7 Deadly Sins To Destroy Your Credit Score
August 27th, 2008Since it is pretty well established that having a good credit score can mean lower interest rates on loans, mortgages and credit cards, it is certainly worthwhile getting to know the truth about credit scores. Most people are misinformed about the effects that certain financial actions have on their credit score. Hopefully this will clear up some common misconceptions.
Cancelling Old Credit Cards - This can be a big mistake. An old credit card that is an long standing part of your credit history can actually have a positive effect on your credit score. The length of your credit history is one of the things tha will count to your advantage on your credit score, so having an old credit card helps rather than hinders. It can account for up to 15% of your score. If you really don’t want the card, then consider just putting it in a draw somewhere and forgetting about it. Cancelling it is not usually a good option.
Not Using Credit - A large part of your credit score revolves around how you deal with your existing loans and credit cards. If you don’t use credit at all, then it is difficult to build that credit history. Even if you try to use cash for everything, you should consider putting the occassional item on credit and paying it off so as to build your credit history.
Scrambling for Credit - One thing that has a negative impact on your credit score is applying for multiple cars or loans in a very short space fo time. This is often as sign of financial difficulties and can result in credit providers viewing your credit negatively. Try not to apply for too many cards at one time.
Giving False Information - Never, ever attempt to be misleading on loan or credit card applications.
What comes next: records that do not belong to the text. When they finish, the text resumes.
PR #221, opened 2024-05-10
pr_template

andrewgsavage:
I think this is what is needed for github to give a template when opening a PR

### DIFF
--- a/.github/pull_request_template.md
+++ b/.github/pull_request_template.md
@@ -1,0 +1,5 @@
+- [ ] Closes # (insert issue number)
+- [ ] Executed `pre-commit run --all-files` with no errors
+- [ ] The change is fully covered by automated unit tests
+- [ ] Documented in docs/ as appropriate
+- [ ] Added an entry to the CHANGES file


newville (approved):
Thanks -- that looks great.

andrewgsavage:
we should get pre-commit running first!

newville:
@andrewgsavage oh, right!

newville:
@andrewgsavage Is the file at https://github.com/lmfit/uncertainties/blob/pr221/.pre-commit-config.yaml a reasonable start?  
I forked your PR, added that and pushed it to a "pr221" branch here (I don't know how to push to an open PR from a user branch).   You could take and add that (if it looks acceptable).

wshanks:
Sorry, I haven't had as much time for Uncertainties recently. Ideally the pre-commit check is enforced by the CI, so it might not need to be in the list any way?

You might add some note for the PR author within `<!-- -->` so that it is visible while writing the PR but not in the rendered version to explain how the author should use the list -- put the PR description above/below, check things off or leave them for a reviewer?

PR #222, opened 2024-05-15
pin numpy <2

andrewgsavage:
theres some depreciations in numpy 2, so they recommend pinning to <2 until modules support /test it.

### DIFF
--- a/pyproject.toml
+++ b/pyproject.toml
@@ -60,7 +60,7 @@ Issues = "https://github.com/lmfit/uncertainties/issues"
 Changelog = "https://github.com/lmfit/uncertainties/blob/master/CHANGES.rst"
 
 [project.optional-dependencies]
-arrays = ["numpy"]
+arrays = ["numpy<2.0"]
 test = ["pytest", "pytest_cov"]
 doc = ["sphinx", "sphinx-copybutton", "python-docs-theme"]
 all = ["uncertainties[doc,test,arrays]"]


newville (approved):

newville:
@andrewgsavage Sounds like a wise idea to me.  Any objections to merging this?

andrewgsavage:
merge when ready

wshanks:
A quick `ruff check --select=NPY` flags no compatibility issues and running the tests with `numpy==2.0.0rc2` produces only one test failure -- `test_broadcast_funcs` fails asserting that `numpy.acos` does not exist but it was added in numpy 2.0. It is probably better just to adjust that test.

newville:
@wshanks Thanks for that!  That's really good news, actually.

I would still vote for merging this PR for 3.2.0, and expect to "officially" support numpy2.0 support in the next release.  

I expect that many libraries will consider numpy 2.0.0 to be "beta", and wait until the first or second patch release before supporting it.

andrewgsavage:
Since it's just that small change it would be good to do that and have
numpy 2 support

newville:
@wshanks @andrewgsavage Thanks!  I understand that upper bounds on versions are not ideal in general and does not always work well.

Still, I might suggest that we merge both #225 and this PR to limit `numpy < 2`,  at least for now, and then be ready to lift this restriction soon.  (I am also +1 on #223 and #226).  I think we can be cautious about supporting Numpy 2 for a little while, even if we believe it will mostly work just fine.

As with #224 and the recently re-pinged Issue #114, I think there are a lot of "legacy corner cases" in the unumpy interface, - including matrix support - that may need to be carefully checked with NumPy 2.

But: I could be convinced to just go for it and allow Numpy 2 and (try to) deal with any consequences.

andrewgsavage:
I would rather not merge this since, to the best of our knowledge,
uncertainties works with numpy2.

If we do find something that doesn't work, that's a good reason to pin <2.

newville:
@andrewgsavage I am OK with closing this.  We can re-open if needed.

PR #183, opened 2022-04-25
feat(components/pages): add recently accessed service support

Blackbaud-PaulCrowder:


Blackbaud-SteveBrush (dismissed):

libs/components/router/src/lib/modules/recently-accessed/recently-accessed.service.ts
```diff
@@ -0,0 +1,39 @@
+import { Injectable } from '@angular/core';
+
+import { Observable, of } from 'rxjs';
```
johnhwhite: `of` is not used and should not be here.

johnhwhite (commented):
Looks good. One small thing.

libs/components/router/src/lib/modules/recently-accessed/recently-accessed.service.ts
Blackbaud-SteveBrush: Ah, we didn't turn on `noUnusedLocals` in `5.x.x`.

Blackbaud-PaulCrowder: Good catch! Fixed.

Blackbaud-SteveBrush (approved):

johnhwhite (approved):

If you are caught (and it is easy to get caught) then this can really destroy your credit score and make it exceptionally difficult to get credit in the future. Be honest, act with integrity and it is possible to improve your score. Be deceiptful and you can destroy it all.
Allowing Debts to go Over a Month - A very big portion (35%) of your credit score is based on debts that you fail to repay within 30 days after the due date. If you are going to be late paying a bill, then make sure it doesn’t go longer than 30 days. You may even want to try calling your creditor to let them know that you are currently aware of teh debt and making arrangements to pay it.
Starting a Credit History Too Late - Having no credit history really isn’t that much better than having a bad credit history. Consider getting and using a credit card (responsibly) even if you don’t think you need it. Getting a credit card at a young age and training to pay it off every month can help establish a long and reliable credit history. Get started now and see the benefits when it comes time for you to start getting loans.
Not Knowing Your Credit Score - Keeping tabs on your credit score is easy, free and recommended. Creditors make mistakes and some of those mistakes make their way onto your credit score. By getting a copy of your credit report every year, you can take steps to correct those mistakes and also know where you credit score stands.